In altre parole, per il rilascio del porto d’armi occorre il Certificato di idoneità psico-fisica che potrà essere rilasciato esclusivamente da:

  • uffici medico-legali;
  • distretti Sanitari delle Aziende Sanitarie locali o dalle strutture sanitarie militari o della Polizia di Stato;
  • singoli medici della Polizia di Stato, dei Vigili del Fuoco o da medici militari, purché siano in servizio permanente e in attività di servizio.

Queste sono a grandi linee le condizioni per avere e portare armi in Italia.

Deve poi ricordarsi che l’Autorità di Pubblica Sicurezza gode di un potere pienamente discrezionale (financo eccessivo come molte sentenze hanno ampiamente dimostrato) nella valutazione del soggetto richiedente, che può vedersi revocato o negato il permesso anche senza la commissione di alcun reato o addirittura di alcun fatto; bastando valutazioni al limite dell’arbitrio.
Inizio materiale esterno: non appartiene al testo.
PR #3572, opened 2019-02-14
Fix ddrgen parsing signed data attributes on OSX

mikezhang1234567890:
Parser was writing signed data to udata field instead of sdata.


charliegracie:
@genie-omr build all

PR #3574, opened 2019-02-14
Remove TR::X86UnresolvedVirtualCallSnippet

jdmpapin:
...and the corresponding `IsUnresolvedVirtualCall` enumerator. This OpenJ9-specific type is unused. The declaration of its `TR_Debug::print` method is retained for the moment to avoid breaking builds.


0xdaryl:
@genie-omr build all

jdmpapin:
Updated the copyright header

PR #3585, opened 2019-02-19
Fix missing omrVM in example ScavengerDelegate

rwy0717:
This PR fixes a typo where the _omrVM member was missing from the
delegate. This error made it through because the delegate hasn't been
enabled alongside compressed references & compressed object header.

The omrVM used to be cached in the CLI. In the ScavengerDelegate, only
keep the extensions, and just get the VM out of the extensions when
needed.


youngar:
@genie-omr build all

PR #3586, opened 2019-02-20
AArch64: Use cg->directCallRequiresTrampoline() for checking branch range

knn-k:
This is a follow-up of #3479 for aarch64.
Two functions in ARM64BinaryEncoding.cpp to use
cg->directCallRequiresTrampoline() for checking the range of branch
instructions.


0xdaryl:
@genie-omr build aarch64

PR #3587, opened 2019-02-20
Move SwitchAnalyzer from OpenJ9 to OMR

charliegracie:
Recent testing using JB Switch did not show the performance I was
expecting. Moving the SwitchAnalyzer from OpenJ9 to OMR provides
a 25-30% improvement to my testing.

### DIFF
--- a/compiler/optimizer/CMakeLists.txt
+++ b/compiler/optimizer/CMakeLists.txt
@@ -85,6 +85,7 @@ compiler_library(optimizer
 	${CMAKE_CURRENT_LIST_DIR}/OMRSimplifierHandlers.cpp
 	${CMAKE_CURRENT_LIST_DIR}/StructuralAnalysis.cpp
 	${CMAKE_CURRENT_LIST_DIR}/Structure.cpp
+	${CMAKE_CURRENT_LIST_DIR}/SwitchAnalyzer.cpp
 	${CMAKE_CURRENT_LIST_DIR}/TranslateTable.cpp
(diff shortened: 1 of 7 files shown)


charliegracie:
@0xdaryl this PR likely needs changes to ensure it happens correctly.  This was the simple change that got my performance improvement.

vijaysun-omr:
@genie-omr build all

vijaysun-omr:
@andrewcraik a quick review please since this is in the optimizer.

andrewcraik:
An init of the optimization in the OMROptimizer.cpp would be standard for an optimization living at the OMR level. Normally you would need the opt enum to move as well but the enum seems to already be in OMR for whatever reason. Otherwise seems like a standard move of code upwards.

Moving this code up may require changes in OpenJ9 to keep things compatible.

charliegracie:
I believe I updated all of @andrewcraik comments. I will try to check out whether or not downstream projects need a change.  I do not think any down stream projects use CMake for their builds so they will not use the new copy of SwitchAnalyzer. I believe the OpenJ9 project does do a single build that builds using CMake so I may just have to add this file to it's blacklist.

charliegracie:
@genie-omr build all

andrewcraik:
Rather than black listing the OMR version wouldn't it be more correct to switch it to consume the OMR version? I guess you mean you will blacklist, then this will go in and then you will do the switch?

charliegracie:
That is what I was thinking so that the changes could flow independently.

PR #3589, opened 2019-02-20
Improve assertion output for large object stats

dmitripivkine:
Log() calculation can be broken in OS or output of the function might be
corrupted. This change improves assertions output.


dmitripivkine:
@amicic Would you please review?

charliegracie:
@genie-omr build all

PR #3594, opened 2019-02-21
WIP: Return a reference to a dummy address variable

rwy0717:
This code is unimplemented, and should crash before trying to return a
dummy result. Unfortunately, the dummy result is created by
dereferencing a null pointer, and clang will still emit a warning that
this is undefined behaviour. This patch causes the function to return a
valid reference to a global dummy value, which silences the error.


rwy0717:
I'm closing this PR, because I think the better solution is to insert an unconditional fatal assertion failure. The compiler won't require a return result if the function doesn't return.

PR #3595, opened 2019-02-21
Explicitly widen the source immediate before casting to pointer

rwy0717:
This patch fixes a pile of bad casts where we're converting from a 32bit
integer to a 64bit pointer. The warnings are silenced by performing an
intermediate cast to a uintptr_t, before casting to a pointer.


charliegracie:
@genie-omr build xcrlinux xlinux win osx

Issue #1699, opened 2017-09-20
Multiple TR_ALLOC definition warning


0xdaryl:
Building Tril compiler tests (e.g., on x86-64) yields the following warning:

```
In file included from /home/travis/build/eclipse/omr/compiler/il/OMRNode.hpp:40:0,
                 from /home/travis/build/eclipse/omr/compiler/il/Node.hpp:25,
                 from /home/travis/build/eclipse/omr/fvtest/compilertriltest/SimplifierFoldAndTest.cpp:24:
/home/travis/build/eclipse/omr/compiler/env/TRMemory.hpp:707:0: warning: "TR_ALLOC" redefined [enabled by default]
 #define TR_ALLOC(a) \
 ^
In file included from /home/travis/build/eclipse/omr/compiler/ilgen/IlBuilder.hpp:33:0,
                 from /home/travis/build/eclipse/omr/compiler/ilgen/TypeDictionary.hpp:38,
                 from /home/travis/build/eclipse/omr/fvtest/tril/tril/ilgen.hpp:25,
                 from /home/travis/build/eclipse/omr/fvtest/tril/tril/method_info.hpp:26,
                 from /home/travis/build/eclipse/omr/fvtest/tril/tril/method_compiler.hpp:25,
                 from /home/travis/build/eclipse/omr/fvtest/tril/tril/jitbuilder_compiler.hpp:25,
                 from /home/travis/build/eclipse/omr/fvtest/compilertriltest/SimplifierFoldAndTest.cpp:23:
/home/travis/build/eclipse/omr/compiler/ilgen/IlInjector.hpp:56:0: note: this is the location of the previous definition
 #define TR_ALLOC(x)
 ^
```

Although `TRMemory.hpp` itself is guarded for multiple includes, the macros defined within it are not.  I'm not convinced that protecting those macros from multiple inclusion is the right answer yet.  This will need some investigation.

Leonardo2718:
Actually, I believe this happens when building JitBuilder in general, not just Tril.

mstoodle:
Yeah, it's because these files are also used independently of the JIT (i.e. in jitbuilder/release/include). Rather than slurping in the entire TR_Memory set of headers, I just provided this escape hatch to define the macro (since it isn't neeed in the other scenario). I could probably have wrapped in a #ifndef block :) .

0xdaryl:
This is fixed by #3596.

PR #3596, opened 2019-02-21
Define TR_ALLOC everywhere

rwy0717:
With the JitBuilder public API in place, env/TRMemory.hpp is now available everywhere, and 
we can fully define the TR_ALLOC macro everywhere.

As a work around in the internals of the JitBuilder API, we have to use the global new operator to allocate internal compiler types.

### DIFF
--- a/compiler/ilgen/IlInjector.hpp
+++ b/compiler/ilgen/IlInjector.hpp
@@ -30,6 +30,7 @@
 
 #include <stdint.h>
 #include "env/jittypes.h"
+#include "env/TRMemory.hpp"
 #include "il/ILOpCodes.hpp"
 #include "ilgen/IlGen.hpp"
 
@@ -50,11 +51,6 @@ namespace TR { class SymbolReferenceTable; }
 namespace TR { class TreeTop; }
 namespace TR { class IlType; }
 namespace TR { class TypeDictionary; }
-
-// This macro reduces dependencies for this header file
-#ifndef TR_ALLOC
-#define TR_ALLOC(x)
-#endif
 
 namespace OMR
 {
--- a/compiler/ilgen/OMRIlType.hpp
+++ b/compiler/ilgen/OMRIlType.hpp
@@ -22,13 +22,8 @@
 #ifndef OMR_ILTYPE_INCL
 #define OMR_ILTYPE_INCL
 
+#include "env/TRMemory.hpp"
 #include "il/DataTypes.hpp"
-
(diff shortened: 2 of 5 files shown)


0xdaryl:
This is #1699 I believe.

0xdaryl:
^^^ Uh, I think.  @rwy0717, correct me if I'm wrong.

rwy0717:
Yep, I think that would be the same issue :+1:

mstoodle:
Now that we no longer use the header files from the OMR compiler in the JitBuilder client API, I would have thought a better solution would be to get rid of this empty `#define` altogether...

rwy0717:
I can do that, if you want--I figured it was still important for one reason or another. Just double checking... does that mean that each place where we have the empty define, we can instead include `TRMemory.hpp`?

mstoodle:
`env/TRMemory.hpp` yes

charliegracie:
@rwy0717 any updates?

rwy0717:
When we fully define  `TR_ALLOC` everywhere, it causes compilation errors in the generated jitbuilder API code (which I'm going to call jitbuilder-api).

The Problem: jitbuilder-api uses new-expressions to allocate compiler classes, but those compiler classes use `TR_ALLOC` to define custom new operators. The issue is, these user-defined new operators hide the normal new operator for those types. This means that the types must be allocated through TR::Memory, and the basic new expressions will fail to compile. Since `TR::Memory` is internal, it's actually impossible for jitbuilder-api to allocate those types correctly.

I'm hoping we can sidestep this restriction by calling the global new operator explicitly with the syntax `::new TR::TypeDictionary()`. This would only be a band-aid solution, and I haven't actually tried it.

The long term solution may be to allow consumers to allocate transient memory associated with a compilation through some restricted, user-facing API. I'm betting @mstoodle has some ideas on how this could work.

fjeremic:
@rwy0717 what state is this PR in? Is this safe to merge as the current workaround? We have some work in #3693 depending on this change.

fjeremic:
@rwy0717 what is blocking us to progress this PR? I'm set to get CMake up and running on our z/OS farm machines today and this PR is blocking the progress of #3693.

rwy0717:
@Leonardo2718 can you take a look at this?

Leonardo2718:
@genie-omr build all

fjeremic:
Thanks @rwy0717! Much appreciated for fixing this.

Issue #1720, opened 2017-09-22
Refactor assertions handling


mgaudet:
When compiling with clang, you'll see 

```
[13/262] Building CXX object jitbuilder/CMakeFiles/jitbuilder.dir/__/compiler/infra/Assert.cpp.o
../compiler/infra/Assert.cpp:171:7: warning: function declared 'noreturn' should not return [-Winvalid-noreturn]
      }
     
```

This is because the OMR_NORETURN annotation is applied to the fatal assertion, however, the function it calls is not also annotated with OMR_NORETURN, because it's implementation is shared with non-fatal assertions.

Correcting this is best done by refactoring the contents of Assert.cpp to keep the fatal and non-fatal portions better isolated such that the annotations are correct. The annotation is intended to make static analysis of the codebase more accurate. 

(This is part of #1640)

0xdaryl:
Fixed in #3597.

PR #3597, opened 2019-02-21
 Make fatal_assertion actually "no return"

rwy0717:
The function which actually triggers a trap, `assumeDontCallMeDirectlyImpl`, cannot be marked as no-return, because it only traps when handling fatal assertions.

Since fatal_assertion doesn't call any no-return functions, it cannot be marked as no-return.

Remove the OMR_NORETURN attribute from fatal_assertion and silence a compiler warning.

### DIFF
--- a/compiler/infra/Assert.cpp
+++ b/compiler/infra/Assert.cpp
@@ -75,20 +75,12 @@ void OMR_NORETURN TR::trap()
       }
    }
 
-static void assumeDontCallMeDirectlyImpl( const char * file, int32_t line, const char *condition, const char *s, va_list ap, bool fatal)
+
+static void traceAssertionFailure(const char * file, int32_t line, const char *condition, const char *s, va_list ap)
    {
    TR::Compilation *comp = TR::comp();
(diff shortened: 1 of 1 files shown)


rwy0717:
I can refactor the assertion code more aggressively, so that `fatal_assertion` actually can be marked no_return. The change would involve invoking `TR::Trap`directly from both `assertion` and `fatal_assertion`, so `assumeDontCallMeDirectly` just does logging. I think that would be the preferable solution. I'm going to push this version in a moment.

rwy0717:
Requires #3613

0xdaryl:
I believe this addresses #1720.

rwy0717:
This is ready for a review.

0xdaryl:
@genie-omr build all

0xdaryl:
Looks reasonable to me.  @Leonardo2718, would you mind giving this a once-over please?

0xdaryl:
@genie-omr build plinux,xlinux

PR #3598, opened 2019-02-21
Make mcc_printf a variadic function macro

rwy0717:
Make the mcc_printf macro an inline function

mcc_printf is a variable-like macro which aliases the token printf.
However, when CODECACHE_DEBUG is disabled, mcc_printf is defined to
nothing. When this happens, the arguments at each "call site" will stick
around as a parenthesized expression. These unused expressions generate
compiler warnings.

So a call like:
    mcc_printf("hello %s\n", my_name);

is transformed to the expression:
    ("hello %s\n", my_name);

This PR makes mcc_printf a variadic function-like macro that calls
printf when CODECACHE_DEBUG is on, and expanding to nothing otherwise.
By expanding the entire call to nothing, we can ensure that there are no
leftover artifacts of the disabled code.

This PR also drops the additional test against the variable
CodeCacheDebug, which isn't defined anywhere. Another define,
mcc_hashprintf, was deleted, because it simply doesn't appear in any
codebase.

### DIFF
--- a/compiler/runtime/CodeCacheTypes.hpp
+++ b/compiler/runtime/CodeCacheTypes.hpp
@@ -26,19 +26,23 @@
 #define __TPF_DO_NOT_MAP_ATOE_REMOVE
 #endif
 
+#undef CODECACHE_DEBUG
+
 #include <stddef.h>
 #include <stdint.h>
+#if defined(CODECACHE_DEBUG)
+#include <stdio.h>
+#endif /* CODECACHE_DEBUG */
+
 #include "runtime/MethodExceptionData.hpp"
 
 /*
  *  Debugging help
  */
-#ifdef CODECACHE_DEBUG
-#define mcc_printf if (CodeCacheDebug) printf
-#define mcc_hashprintf /*printf*/
+#if defined(CODECACHE_DEBUG)
+#define mcc_printf(fmt, ...) printf(fmt, ##__VA_ARGS__)
 #else
-#define mcc_printf
-#define mcc_hashprintf
+#define mcc_printf(fmt, ...) ((void)0)
 #endif
 
 class TR_OpaqueMethodBlock;
--- a/compiler/runtime/CodeCacheTypes.cpp
+++ b/compiler/runtime/CodeCacheTypes.cpp
@@ -37,7 +37,7 @@ CodeCacheHashTable::dumpHashUnresolvedMethod(void)
       {
       entry = _buckets[i];
       if (entry)
-         mcc_printf("index = %d, constPool = 0x%x  cpIndex = %d\n", i, entry->_info._unresolved._constPool,entry->_info._unresolved._constPoolIndex);
+         mcc_printf("index = %d, constPool = 0x%p  cpIndex = %d\n", i, entry->_info._unresolved._constPool,entry->_info._unresolved._constPoolIndex);
       }
    return;
    }
--- a/compiler/runtime/OMRCodeCacheManager.cpp
+++ b/compiler/runtime/OMRCodeCacheManager.cpp
@@ -37,6 +37,7 @@
 #include "infra/Assert.hpp"
 #include "infra/CriticalSection.hpp"
 #include "infra/Monitor.hpp"
+#include "omrformatconsts.h"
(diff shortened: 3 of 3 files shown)


Leonardo2718:
> The better solution would have been to use a variadic macro to delete the entire call AND arguments, but not all compilers support VA_ARGS.

Actually, I believe `##__VA_ARGS__` is available on all the build compilers OMR supports because it's used in the compiler (e.g. see definition of the `TR_ASSERT` macro). :slightly_smiling_face: 

https://github.com/eclipse/omr/blob/1537cc08bd468d71d214ad621a2d7d6df3b4445c/compiler/infra/Assert.hpp#L100-L102

rwy0717:
D'oh! You're right, it's everywhere in the compiler 👍 I'm going to switch to a macro, then.

rwy0717:
Updated.

Another detail: the macro no longer checks the variable `CodeCacheDebug`, which isn't defined anywhere.

rwy0717:
rebased, and moved mcc_printf's format arg into the varargs. This should deal with the case where varargs are empty.

```diff
- #define mcc_printf(format, ...) printf(format, __VA__ARGS___)
+ #define mcc_printf(...) printf(__VA__ARGS___)
```

compiler/runtime/CodeCacheTypes.hpp
```diff
@@ -26,19 +26,23 @@
...
 #include "runtime/MethodExceptionData.hpp"
 
 /*
  *  Debugging help
  */
-#ifdef CODECACHE_DEBUG
-#define mcc_printf if (CodeCacheDebug) printf
-#define mcc_hashprintf /*printf*/
+#if defined(CODECACHE_DEBUG)
+#define mcc_printf(...) printf(__VA_ARGS__)
```
Leonardo2718: Hm... so in other parts of the compiler, we use `##__VA_ARGS__` (with the leading `##`). I'm not sure if that matters. I know the first is technically a non-standard compiler extensions but it seems to work on all our build compilers.

0xdaryl:
@genie-omr build all

0xdaryl:
@rwy0717, did you do a build with `CODECACHE_DEBUG` enabled to verify the output produced from `mcc_printf` is what you expect it to be?

rwy0717:
I did turn the flag on, but only to verify that the code still compiles. I did see lots of new printf-formatting warnings :) Is there anything I can run to verify that the output actually happens?

compiler/runtime/CodeCacheTypes.hpp
rwy0717: using VA_ARGS is probably cleaner, and since it is supported, I'll push a version that uses it.

rwy0717:
I've switched to use `##__VA_ARGS__` rather than just `__VA_ARGS__`. I've also corrected some format string errors that were hidden because the mcc_printf macro was disabled.

Leonardo2718:
@genie-omr build all

Leonardo2718:
All tests have now passed. For completeness, I will point out that msvc is now warning about "empty controlled statements" (an extraneous semicolon; see see examples in [1] and [2]). @rwy0717 do you think this is worth fixing in this PR? The warning is:

```
C:\projects\omr\compiler\runtime\CodeCacheTypes.cpp(41): warning C4390: ';' : empty controlled
statement found;
```

[1] https://ci.appveyor.com/project/eclipsewebmaster/omr/builds/23553095?fullLog=true
[2] https://ci.eclipse.org/omr/job/PullRequest-win_x86-64/1010/consoleFull

rwy0717:
Maybe we can turn mcc_printf into an inline function:

```c++
void mccprintf(const char* fmt, ...) {
#if defined CODECACH_DEBUG
  va_args args;
  va_start(args, fmt);
  vfprintf(stderr, fmt, args);
  va_end(args);
#endif
}
```

Leonardo2718:
I think defining `mcc_printf` to `(void)0` _might_ also work.

rwy0717:
Lets try it. I just pushed a new version with `((void)0)`

0xdaryl:
@genie-omr build all

PR #23, opened 2014-06-12
CH-511: Update status retrieval when creating a new Lift agent.

eshtadc:
Can no longer read the status from the agent data, so need to retrieve the status when creating a new agent instance.


eshtadc:
committed

PR #24, opened 2014-06-30
Ch 561: Create a unified navigation to be integrated across menu modules.

eshtadc:
The following directories are just straight additions from navbar:
- css/navbar
- css/icons
- css/images
- js/navbar
  Each one has a README.md file to explain.


js/acquia_lift.personalize.js
```diff
@@ -159,19 +171,48 @@ Drupal.behaviors.acquiaLiftPersonalize = {
                   // Build a view for campaign goals.
                   if (type === 'campaigns') {
                     var $goalsMenu = $('[data-acquia-lift-personalize-type="goals"]');
-                    looper(model.get('goals') || {}, function (obj, key) {
+                    var modelGoals = model.get('goals');
+                    if (modelGoals) {
+                      looper(model.get('goals') || {}, function (obj, key) {
```
katbailey: Why not just `looper(modelGoals, function...)`?

js/acquia_lift.unified_navbar.admin_menu.js
```diff
@@ -0,0 +1,112 @@
...
+    // Helper method to get admin menu container,
+    // override it to provide support of custom admin menu.
+    // By default supports https://drupal.org/project/admin_menu, https://drupal.org/project/admin
+    // and default toolbar core module.
+    // https://drupal.org/project/navbar is supported @see acquia_lift.navbar.js
+    getAdminMenu: function () {
+      return $('#admin-toolbar, #admin-menu, #toolbar');
+    }
+  }
+  var self = Drupal.behaviors.acquiaLiftUnifiedNavbarIntegration;
```
katbailey, line 110: This seem out of place..? Or is it to avoid having to do `var self = this;` in the methods above?

js/acquia_lift.personalize.js
eshtadc: Hmmm - smells of bad copy/paste - yes should looper (modelGoals)... fixing it now.

js/acquia_lift.unified_navbar.admin_menu.js
eshtadc, line 110: Both to avoid multiple setting of self but also because the updateUnifiedToolbarPosition can be called in different scopes and wanted to reference the getAdminMenu from it.  Incidentally, the getAdminMenu is included in both admin_menu and toolbar integration JS files.  I'm going to update them to be specific to their integration rather than having the more generic handler.

eshtadc:
Merged.

PR #25, opened 2014-07-14
Ch 565: Create a campaign via simplified modal view

eshtadc:


plugins/agent_types/AcquiaLiftAgent.inc
```diff
@@ -200,9 +200,33 @@ class AcquiaLiftAgent extends PersonalizeAgentBase implements PersonalizeAgentGo
   }
 
   /**
+   * Gets a simplified version of the optionsForm for use when
+   * creating a simple A/B test.
+   */
+  public static function simpleABOptionsForm($agent_data) {
```
katbailey, line 210: I think eventually this needs to be broken out into a different agent type, i.e. a separate class for the "Simple AB test". Because we'll need to do other things like limiting it to just one variation set. But that's beyond the scope of this story, so maybe just add a todo about eventually moving this into its own class?

eshtadc:
merged

PR #28, opened 2014-07-23
Separate agent type for Simple A/B

katbailey:


acquia_lift.module
```diff
@@ -89,6 +89,32 @@ function acquia_lift_menu() {
 }
 
 /**
+ * Implements hook_menu_alter().
+ */
+function acquia_lift_menu_alter(&$items) {
```
eshtadc: I had no idea you could do this.  That's perfect and exactly what I should have done for changing the way the 'add' link works from the Acquia Lift menu rather than the personalize module.

acquia_lift.module
```diff
@@ -305,26 +331,53 @@ function acquia_lift_cron_queue_info() {
...
+
+/**
+ * Returns whether or not the passed in agent is owned by this module.
+ *
+ * @param $agent
+ *   An object representing the agent.
+ * @return bool
+ *   TRUE if the object is an Acquia Lift owned agent, FALSE otherwise.
+ */
+function acquia_lift_owns_agent($agent) {
```
eshtadc, line 353: Looks like some of the places where this is called were previously checking to "!$agent".  Perhaps you should just return FALSE if $agent is empty as well.  See line 370 and 395 below.

katbailey, line 353: Yep, added this.

katbailey:
Merged

PR #30, opened 2014-07-28
Ch 666

katbailey:


acquia_lift_profiles/acquia_lift_profiles.install
```diff
@@ -0,0 +1,106 @@
...
+function acquia_lift_profiles_install() {
+  $menu_name = 'acquia-lift-controls';
+  // Create a link for accessing the Profiles web admin.
+  $item = array(
+    'link_title' => 'Acquia Lift Web Admin',
+    'link_path' => 'http://lift.acquia.com',
+    'menu_name' => $menu_name,
+    'options' => array(
+      'attributes' => array(
+        'class' => array('visitor-actions-ui-ignore'),
```
eshtadc: Adding the following class will make it look like a link in Unibar: acquia-lift-menu-link

eshtadc: Hmmm - right now Unibar is set up that everything to the right is specific to the selected campaign.  This is a more general link which would put it to the left, but I'm not sure that we want it to be the first link either.  James may have something to say here....

katbailey:
Merged

PR #32, opened 2014-08-06
Ch 729

katbailey:


acquia_lift.module
```diff
@@ -539,6 +539,209 @@ function acquia_lift_sync_option_sets($agent, $old_option_sets, $new_option_sets
 }
 
 /**
+ * Batch syncs all campaigns to Lift.
```
eshtadc: This seems like code that would be rarely ever needed in regular operations of Acquia Lift so would it make sense to go to it's own file?  I guess I still have a hard time with the ginormous files in Drupal modules :p

acquia_lift.module
```diff
@@ -580,13 +783,14 @@ function acquia_lift_personalize_goal_save($goal_info) {
  *   - method The method to call on the AcquiaLiftAPI instance
  *   - args The args to pass to the method.
  */
```
eshtadc: Add $errors to docblock (even though this one is pretty obvious) - some mornings my coffee isn't strong enough....

acquia_lift.module
```diff
@@ -539,6 +539,209 @@ function acquia_lift_sync_option_sets($agent, $old_option_sets, $new_option_sets
...
+    $context['sandbox']['progress']++;
+  }
+  else {
+    // We allow one retry per operation.
+    if (!$context['sandbox']['retries']) {
+      $context['finished'] = 0.5;
+      $context['sandbox']['retries'] = 1;
+    }
+    else {
+      // Is there a better way to signal that a particular operation was
```
eshtadc: Looks like simpletest indicates a message and passes a specific div to be styled as an error in order to achieve this when running tests.
https://github.com/boombatower/drupal/blob/master/modules/simpletest/simpletest.module#L194

Not saying you need to go this far at all, but it's all I see that can indicate an error during batch processing itself.

plugins/agent_types/AcquiaLiftAgent.inc
```diff
@@ -364,6 +364,21 @@ class AcquiaLiftAgent extends PersonalizeAgentBase implements PersonalizeAgentGo
    * Implements PersonalizeAgentInterface::postSave().
    */
   public function postSave($old_data) {
+    $items = $this->getAgentSyncOperations(isset($old_data->data['visitor_context']['acquia_lift_context']));
+
+    $this->queueItems($items);
+  }
+
+  /**
+   * Returns the operations needed to sync an age t to Acquia Lift.
```
eshtadc: I swear I feel like I'm only good at code reviewing comments ;-)
"t"

plugins/agent_types/AcquiaLiftAgent.inc
```diff
@@ -751,13 +796,30 @@ class AcquiaLiftAgent extends PersonalizeAgentBase implements PersonalizeAgentGo
...
 
   /**
    * Implements AcquiaLiftAgentInterface::syncFixedTargeting().
    */
   public function syncFixedTargeting($option_sets) {
+    $items = $this->getFixedTargetingSyncOperations($option_sets);
+    $this->queueItems($items);
+  }
+
+  public function getFixedTargetingSyncOperations($option_sets) {
```
eshtadc: docblock (like I said)

plugins/agent_types/AcquiaLiftAgent.inc
```diff
@@ -364,6 +364,21 @@ class AcquiaLiftAgent extends PersonalizeAgentBase implements PersonalizeAgentGo
    * Implements PersonalizeAgentInterface::postSave().
```
eshtadc, line 364: I love the changes to this file!

tests/acquia_lift.test
```diff
@@ -907,6 +906,286 @@ class AcquiaLiftWebTest extends DrupalWebTestCase {
...
+          'first-goal'
+        )
+      ),
+    );
+    variable_set('acquia_lift_web_test_data', $test_data);
+
+    // Now try syncing this agent to Lift.
+    $agents = personalize_agent_load_multiple(array('first-existing-agent'));
+    // Ensure the test API client is used during the call for operations.
+    AcquiaLiftAPI::setTestInstance();
```
eshtadc, line 1001: I thought this was automatic... getting more coffee.

acquia_lift.module
katbailey: Yeah, good point - I could move this stuff into a .batch.inc file

acquia_lift.module
katbailey: Yeah, I guess that would be nice to do, but I was more concerned with being able to flag particular operations during processing, which could then be picked out at the end for display. Not necessarily displaying them _during_ processing. I'm going to be lazy and leave it as is for now :P

plugins/agent_types/AcquiaLiftAgent.inc
katbailey: Haha :) That's exactly how I feel when reviewing some of your monster PRs ;)

tests/acquia_lift.test
katbailey, line 1001: It's automatic when there's an actual page request being made because it uses drupal_valid_test_ua() which just checks the 'HTTP_USER_AGENT' header. But a direct function call from within a test will not result in the test instance being used. I found this out by running it :)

Quindi appare strano che ogni qual volta capiti un fatto di sangue ci si scagli non contro la mancanza o la superficialità di chi doveva controllare e non sembra averlo fatto (in un paese piccolo le forze dell’ordine dovrebbero avere il polso della situazione non dico di tutti i residenti ma quasi) ma si chiede a gran voce la limitazione delle armi regolari (già in numero limitatissimo) senza peraltro argomentare sulle ragioni per cui tale limitazione si invoca né indicare le eventuali criticità a cui si vorrebbe porre rimedio; ma ripetendo come un mantra che le armi sono troppe.

Appare evidente che dire le armi uccidono sia una frase senza senso; le armi in sé sono neutre e uccidono come moltissime altre cose se si usano in modo sbagliato; anche le auto uccidono ma a nessuno passa per la testa di abolirle, si cerca di contrastare l’uso scorretto.

Forse la tragedia di Ardea dovrebbe insegnarci a vedere esattamente il problema non ad usarla per spingere le nostre personali convinzioni.